David Eby confident Indigenous MLAs will vote to pause B.C’s DRIPA legislation


VICTORIA — British Columbia Premier David Eby says he’s sure his government will retain the legislature’s confidence and pass his plan to suspend sections of the Declaration on the Rights of Indigenous Peoples Act that he says pose a legal peril.

The B.C. NDP holds a single-seat majority in the legislature, but Eby has told an unrelated press conference in Kelowna, B.C., that his caucus is “strong and united” about the need to pause the legislation known as DRIPA for up to three years.

Some First Nations leaders have condemned the plan and Eby says the issue is “incredibly challenging” for the three Indigenous MLAs in his government.

But he says they understand the “very serious litigation risk” flowing from the so-called Gitxaala ruling last year, that says DRIPA should be “properly interpreted” to incorporate the UN Declaration on the Rights of Indigenous Peoples into B.C. laws “with immediate legal effect.”

Robert Phillips of the First Nations Summit has called on the Indigenous members of Eby’s caucus to either stand down or vote against the pause.

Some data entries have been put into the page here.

PR #1937, opened 2026-06-23
Hide range header values on no-cors requests

### LINKED ISSUE #1936: Hide range values from no-cors cross-origin range requests
https://github.com/whatwg/fetch/pull/560 allowed range requests from media elements to pass through the service worker. However, you can see the range header in the service worker, and this can be used to learn the byte size of the media resource, even if it's cross-origin, by forcing a request for the final chunk of the media.

Media is pretty leaky already, as it'll give you the duration of the resource, but it seems like we shouldn't make the byte length observable.

We could do one of the following:

- Hide the range header value on these requests.
- Lie that the range header value is `0-`.

The advantage of the latter is that code that detects whether the request is a range request will still work… maybe.

The rest of the rules we have in the spec, like removing the range header if the request is modified, will remain.

jakearchibald:
Fixed #1936

The rest of the form is TODO.

   * …
   * …
   * … 
   * Chromium: …
   * Gecko: …
   * WebKit: …

***
<a href="https://whatpr.org/fetch/1937.html" title="Last updated on Jun 24, 2026, 8:39 AM UTC (20d2ac7)">Preview</a> | <a href="https://whatpr.org/fetch/1937/45097d9...20d2ac7.html" title="Last updated on Jun 24, 2026, 8:39 AM UTC (20d2ac7)">Diff</a>

### DIFF
--- a/fetch.bs
+++ b/fetch.bs
@@ -622,9 +622,17 @@ efficient representation, as long as they also support an associated data struct
 <dfn export for="header list" id=concept-header-list-hidden-range-value>hidden range value</dfn>
 (null or a <a for=/>header value</a>). It is initially null.
 
-<p class=note>This is for cases where a "<code>no-cors</code>" <a for=/>request</a> needs to include a
-`<code>Range</code>` header, but it can not be exposed via {{Headers}}. See <a for=request>add a range
-header</a>.
+<div class=note>
+ <p>This is for cases where a "<code>no-cors</code>" <a for=/>request</a> needs to include a
+ `<code>Range</code>` header, but it can not be exposed via {{Headers}}. It can be set by privileged
+ APIs, and will be preserved if its associated request object is copied, but will be removed if the
+ request is modified by unprivileged APIs.
+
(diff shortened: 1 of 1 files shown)


fetch.bs
```diff
@@ -8032,8 +8056,7 @@ method steps are to <a for=Headers>append</a> (<var>name</var>, <var>value</var>
   <p class=note>Passing a dummy <a>header value</a> ought not to have any negative repercussions.
 
  <li><p>If <a>this</a>'s <a for=Headers>guard</a> is "<code>request-no-cors</code>", <var>name</var>
- is not a <a>no-CORS-safelisted request-header name</a>, and <var>name</var> is not a
- <a>privileged no-CORS request-header name</a>, then return.
+ is not a <a>no-CORS-safelisted request-header name</a>, then return.
```
jakearchibald, line 8059: This is a behaviour/capability change. Previously you could remove the range from a range request. Now you cannot.

I could make this work, but it seems weird that you can remove a header that doesn't appear to be there (would we fake `has` too?).

You can remove the range header by modifying some other header - even if you set it back to its original value.

Fwiw this wouldn't be an issue if we returned a fake value. Although that may have other issues.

One of those MLAs is Joan Phillip, whose husband, Grand Chief Stewart Phillip, has said that Eby’s efforts to change DRIPA represent an “absolute betrayal” of the “evolving relationship” with the NDP over the last decade.

Eby last week backed away from a plan to amend DRIPA and now says the suspension to give time for the Supreme Court of Canada to hear an appeal on the Gitxaala case is the “least invasive” way of mitigating the ruling’s impact.